I am reading the RFC for URI because I did not know the term “absolute”. It seems to me that URI#absolute should check against a formatter to make sure the URI complies to the schema specifications. Do we need fomatters for each schema and do some check before returning true?

An URI is considered absolute when it has at least a scheme (and technically, a non-empty hier-part).
I don’t see a need to take schema specifications into account. That’s a complex task and best suited for specific schema implementations.

Ok I have re read this a few times and I think I understand it more now. So URI.absolute should check for a schema and possible a non empty hier-part but something like a formatter should be moved to a valid? method or something.

Not sure what kind of formatter you’re talking about, but yes, URI#absolute? is just about having a fully qualified URI with a scheme.

I guess the formatter is a solution to the schema specification. So really what I mean is an absolute URI a URI that complies to the schemas specification.

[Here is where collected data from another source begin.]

PR #653, opened 2024-01-19
LoggingPrintStreamTest Build Fixes

nixon124:


sambish5 (approved):

nixon124:
My assumption was that since the Try-with-resources automatically closes any resource at the end of the statement, adding a (resource).close(); statement within it triggered a build warning. I figured using a try finally would resolve the build warnings, but I'm also ok with removing the try statements altogether.

drivenflywheel (approved):

PR #668, opened 2024-01-31
1441 - Add Time in Place to Transform History

Kevinnnnnnnnnnnnnnnn:
First working draft, no logic as of yet to enable/disable.

### DIFF
--- a/src/main/java/emissary/core/BaseDataObject.java
+++ b/src/main/java/emissary/core/BaseDataObject.java
@@ -774,6 +774,11 @@ public class BaseDataObject implements Serializable, Cloneable, Remote, IBaseDat
     }
 
     @Override
+    public void addTimeInLastPlace(long timeInPlace) {
+        this.history.addTimeInPlace(timeInPlace);
+    }
+
+    @Override
     public void setHistory(TransformHistory newHistory) {
         this.history.set(newHistory);
     }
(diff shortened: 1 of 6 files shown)


fbruton:
I ran across the post about configuring performance metrics.

https://stackoverflow.com/questions/34911347/system-nanotime-for-calculating-execution-time-and-performance-impact
```
private static final boolean ADD_TIME_IN_PLACE_TO_TRANSFORM_HISTORY = true; // change to false while development

public static long nanoTime() {
    return ADD_TIME_IN_PLACE_TO_TRANSFORM_HISTORY ? System.nanoTime() : 0;
}
```

Kevinnnnnnnnnnnnnnnn:
> I ran across the post about configuring performance metrics.
> 
> https://stackoverflow.com/questions/34911347/system-nanotime-for-calculating-execution-time-and-performance-impact
> 
> ```
> private static final boolean ADD_TIME_IN_PLACE_TO_TRANSFORM_HISTORY = true; // change to false while development
> 
> public static long nanoTime() {
>     return ADD_TIME_IN_PLACE_TO_TRANSFORM_HISTORY ? System.nanoTime() : 0;
> }
> ```

Oh yeah, that's not a bad way to do it!  Did you read the other post on that thread though about the cost of calling System.nanoTime() versus the cost of concatenating a number to a string and performing I/O operations?  I thought that was interesting.

Also, my next hurdle is figuring out a good way to let the user turn timing on and off.  An environment variable seems like the obvious solution so that it could be turned on and off without having to restart the server or anything.

drivenflywheel (changes requested):
Good starting point. Definitely needs support for toggling on/off.

PR #669, opened 2024-01-31
Have strict server shutdown when CoordinationPlace place fails to create/DNE

sambish5:
Previously, when a server was started in strict mode, if a place failed to create/did not exist in CoordinationPlace, the build would still succeed. This update causes that failure to shutdown the server.
The server will still build if started without the strict flag, like it normally would.


src/main/java/emissary/admin/Startup.java
```diff
@@ -421,20 +422,27 @@ protected void stopAndWaitForPlaceCreation() {
...
-                        System.exit(1);
-                    }
+                    failedPlaceStartups = true;
+                    String failedPlaceList = String.join("; ", this.failedPlaces);
+                    logger.warn("The following places have failed to start: {}", failedPlaceList);
+                }
+                if (!CoordinationPlace.getFailedCoordinationPlaces().isEmpty()) {
+                    failedPlaceStartups = true;
+                    String failedCoordPlaceList = String.join("; ", CoordinationPlace.getFailedCoordinationPlaces());
+                    logger.warn("The following coordination places have failed to start: {}", failedCoordPlaceList);
```
dev-mlb, line 435: This logs the actual place that failed to start, not the coordination place. Do we want to:
1. Log the coordination place
2. Log the place that failed to start
3. Log both??

sambish5: Something I didn't even think about in the moment (😅 _sigh_). Personally, I think both is probably the best option, so we can point to the coordination place and provide the service coordination place that is explicitly causing the issue.
If you agree I can go in and make that change.

dev-mlb (approved):

cfkoehler (approved):
Looks good. I was able to force the shutdowns during runtime as expected

PR #670, opened 2024-02-01
Adding Convenience Method to Configurator interface / ServiceConfigGuide class

nixon124:


src/main/java/emissary/config/ServiceConfigGuide.java
```diff
@@ -845,6 +846,20 @@ public Map<String, Set<String>> findStringMatchMultiMap(@Nullable final String p
...
 
+    /**
+     * Return the first string entry matching the key parameter
+     *
+     * @param theParameter key to match
+     * @return the first matching value
+     * @throws IllegalArgumentException if no non-blank value is found
+     */
+    @Override
+    public String findRequiredStringEntry(final String theParameter) throws IllegalArgumentException {
```
drivenflywheel, line 857: Please add unit test coverage that includes one or more valid entries, a zero-length entry (`FOO = ""`), and a missing entry

nixon124: Got it.

src/test/java/emissary/config/ServiceConfigGuideTest.java
```diff
@@ -611,4 +611,31 @@ void testFindStringEntry_WithDefaultAndConfiguredNull_Emissary201() {
...
+        config.addEntry(emptyProp, emptyValue);
+
+        // Working entry
+        final String value = config.findRequiredStringEntry(workingProp);
+        assertEquals(value, nonNullValue, "Does this work?");
+
+        // Zero-Length Entry
+        assertThrows(IllegalArgumentException.class, () -> {
+            config.findRequiredStringEntry(emptyProp);
+        });
```
drivenflywheel, line 634: For future reference... The `assertThrows` call actually returns the thrown Exception, so you could capture it and inspect its message.
```suggestion
        Exception ex = assertThrows(IllegalArgumentException.class, () -> config.findRequiredStringEntry(emptyProp));
        assertNotNull(ex.getMessage(), "exception message should not be null");
        assertTrue(ex.getMessage().contains(emptyProp), "Exception message should name the offending config entry");
        
```

drivenflywheel (approved):

drivenflywheel (approved):
🏅

cfkoehler:
@nixon124 pipeline and local build shows that the formatter needs to be run and those changes committed.

drivenflywheel (approved):

jpdahlke (approved):
As a follow-up it would be nice to use this somewhere to illustrate

PR #680, opened 2024-02-05
Replaced SimpleDateFormat with DateTimeFormatter in DropOffUtil

nixon124:


sambish5 (dismissed):

arp-0984 (dismissed):

src/main/java/emissary/output/DropOffUtil.java
```diff
@@ -172,9 +175,8 @@ public String generateBuildFileName() {
     }
 
     private static String getDate(final Date d) {
-        synchronized (DATE_PATTERN) {
-            return DATE_PATTERN.format(d);
-        }
+        LocalDateTime ldt = LocalDateTime.ofInstant(d.toInstant(), ZoneId.systemDefault());
+        return ldt.format(DATE_PATTERN);
```
jpdahlke, line 179: Just so I understand too, does this behavior require the use of LocalDateTime and ZoneId.systemDefault()? I believe we want to use the "current date" for this value and I agree that the data should probably explicitly use the systemDefault zone (which in basically every case is UTC) but does this do something other than:
```
return DATE_PATTERN.format(d.toInstant().atZone(ZoneId.systemDefault());
```
where we still get the use of the system default zone but without the use of LocalDateTime?

jpdahlke (changes requested):

src/main/java/emissary/output/DropOffUtil.java
dev-mlb: Maybe this should move to the TimeUtil class?? Make a method like getDateOrdinalWithTime to replace this method??

nixon124: I can change it to that since they both do the same thing. Is moving the method into the TimeUtil class something that should be done here or should another ticket be created for it?

jpdahlke: If like this code update as it is, I'm good with taking this and then making a new ticket to place it in TimeUtil. I'd also be curious if other places use the same or similar date format. Then we could modify all of those places as well.

arp-0984 (approved):

PR #682, opened 2024-02-06
Resolving error prone YodaConditions

sambish5:
Resolved YodaCondition error prone warnings. Pretty simple fixes only in MobileAgent, but resolves all of the apparent condition warnings.

### DIFF
--- a/src/main/java/emissary/core/MobileAgent.java
+++ b/src/main/java/emissary/core/MobileAgent.java
@@ -434,7 +434,7 @@ public abstract class MobileAgent implements IMobileAgent, MobileAgentMBean {
 
         // Stop looping from occurring
         if (payloadArg.transformHistory().size() > this.MAX_ITINERARY_STEPS &&
-                !ERROR_FORM.equals(payloadArg.currentForm())) {
+                !payloadArg.currentForm().equals(ERROR_FORM)) {
             payloadArg.replaceCurrentForm(ERROR_FORM);
             payloadArg.addProcessingError("Agent stopped due to larger than max transform history size (looping?)");
         }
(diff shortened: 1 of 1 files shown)


sambish5:
@drivenflywheel then for now I will close this PR to look for a different solution.
The other suggested option was something along the lines of `!Objects.equals(payloadArg.currentForm(), ERROR_FORM)` for example at line 437. Either way, I will close this current PR for now.

jpdahlke:
If we would like to have a discussion about deactivating this rule, that's ok too. I don't mind either way. The effort was partly to take the out of the box settings and turn everything on and remove what we didn't like.

drivenflywheel:
> If we would like to have a discussion about deactivating this rule, that's ok too. I don't mind either way. The effort was partly to take the out of the box settings and turn everything on and remove what we didn't like. If error-prone and sonar differ/disagree, we should resolve that as well. I don't think this rule has a sonar equivalent, but you could check.

Sounds like a great idea.  Conceptually, I agree that "harder to read, Yoda code can be", but our code is pretty consistent about using this construct as a concise and effective shorthand to avoid potential NPEs.

sambish5:
> If we would like to have a discussion about deactivating this rule, that's ok too. I don't mind either way. The effort was partly to take the out of the box settings and turn everything on and remove what we didn't like. If error-prone and sonar differ/disagree, we should resolve that as well. I don't think this rule has a sonar equivalent, but you could check.

Sonar does not appear to have an equivalent rule that yells about this. I was not aware that originally this format was used to avoid NPE's, but with that being the case (and with this rule only being yelled about in 4 spots), I think it could be deactivated and not cause any problems.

   URI scheme specifications must define their own syntax so that all
   strings matching their scheme-specific syntax will also match the
   <absolute-URI> grammar

Ah I see. I suppose you probably misinterpreted scheme-specific validation as a property of an absolute URI, when it is actually the other way around.

However, I’d add to that quote that relative URIs are not exemt from scheme-specific syntax. They are to be resolved in the context of an absolute base URI and the resulting absolute URI is supposed to match the scheme-specific syntax. So a relative URI is meant to match a subset of that syntax.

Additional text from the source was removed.